Instructions to follow:
In the records below, some lines contain the word "PrimitiveButtonStyle". Copy each of them.

Materials provided:
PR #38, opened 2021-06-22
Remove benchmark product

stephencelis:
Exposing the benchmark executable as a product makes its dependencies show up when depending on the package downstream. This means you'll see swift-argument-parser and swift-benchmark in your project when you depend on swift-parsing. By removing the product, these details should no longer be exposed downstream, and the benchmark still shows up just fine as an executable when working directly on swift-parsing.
* * *
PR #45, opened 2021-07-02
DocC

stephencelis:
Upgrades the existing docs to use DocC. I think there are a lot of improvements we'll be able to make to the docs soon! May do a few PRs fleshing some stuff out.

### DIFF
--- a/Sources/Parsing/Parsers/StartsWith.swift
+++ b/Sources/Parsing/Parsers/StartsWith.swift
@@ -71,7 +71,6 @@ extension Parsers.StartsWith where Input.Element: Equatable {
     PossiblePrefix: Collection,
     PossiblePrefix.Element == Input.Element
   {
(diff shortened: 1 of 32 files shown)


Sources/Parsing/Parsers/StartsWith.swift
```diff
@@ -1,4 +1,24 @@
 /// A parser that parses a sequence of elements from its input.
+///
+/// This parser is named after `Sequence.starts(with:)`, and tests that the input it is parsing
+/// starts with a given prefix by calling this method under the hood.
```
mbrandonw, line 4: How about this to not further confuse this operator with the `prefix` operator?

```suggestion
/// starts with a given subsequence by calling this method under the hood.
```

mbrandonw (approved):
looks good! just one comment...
==
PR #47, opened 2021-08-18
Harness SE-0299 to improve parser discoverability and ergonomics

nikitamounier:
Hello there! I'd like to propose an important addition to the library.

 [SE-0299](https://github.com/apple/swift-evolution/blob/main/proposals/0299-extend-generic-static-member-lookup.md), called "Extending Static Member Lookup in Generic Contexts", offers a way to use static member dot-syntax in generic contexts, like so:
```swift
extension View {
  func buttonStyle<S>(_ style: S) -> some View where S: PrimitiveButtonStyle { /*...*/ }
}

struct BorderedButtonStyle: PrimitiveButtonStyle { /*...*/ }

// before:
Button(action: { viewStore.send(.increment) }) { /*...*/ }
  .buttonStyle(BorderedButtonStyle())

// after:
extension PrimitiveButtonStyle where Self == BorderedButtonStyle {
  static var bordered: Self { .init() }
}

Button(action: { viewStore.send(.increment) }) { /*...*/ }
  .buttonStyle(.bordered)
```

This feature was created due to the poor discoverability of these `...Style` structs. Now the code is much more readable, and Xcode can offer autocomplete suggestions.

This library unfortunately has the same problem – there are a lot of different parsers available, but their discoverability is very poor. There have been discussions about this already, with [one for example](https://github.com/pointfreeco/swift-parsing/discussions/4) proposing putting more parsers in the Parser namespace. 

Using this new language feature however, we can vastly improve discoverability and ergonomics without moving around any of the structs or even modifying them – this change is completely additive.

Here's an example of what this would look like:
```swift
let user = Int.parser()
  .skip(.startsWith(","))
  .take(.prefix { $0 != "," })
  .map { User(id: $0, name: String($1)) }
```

Your solution:
  func buttonStyle<S>(_ style: S) -> some View where S: PrimitiveButtonStyle { /*...*/ }
struct BorderedButtonStyle: PrimitiveButtonStyle { /*...*/ }
extension PrimitiveButtonStyle where Self == BorderedButtonStyle {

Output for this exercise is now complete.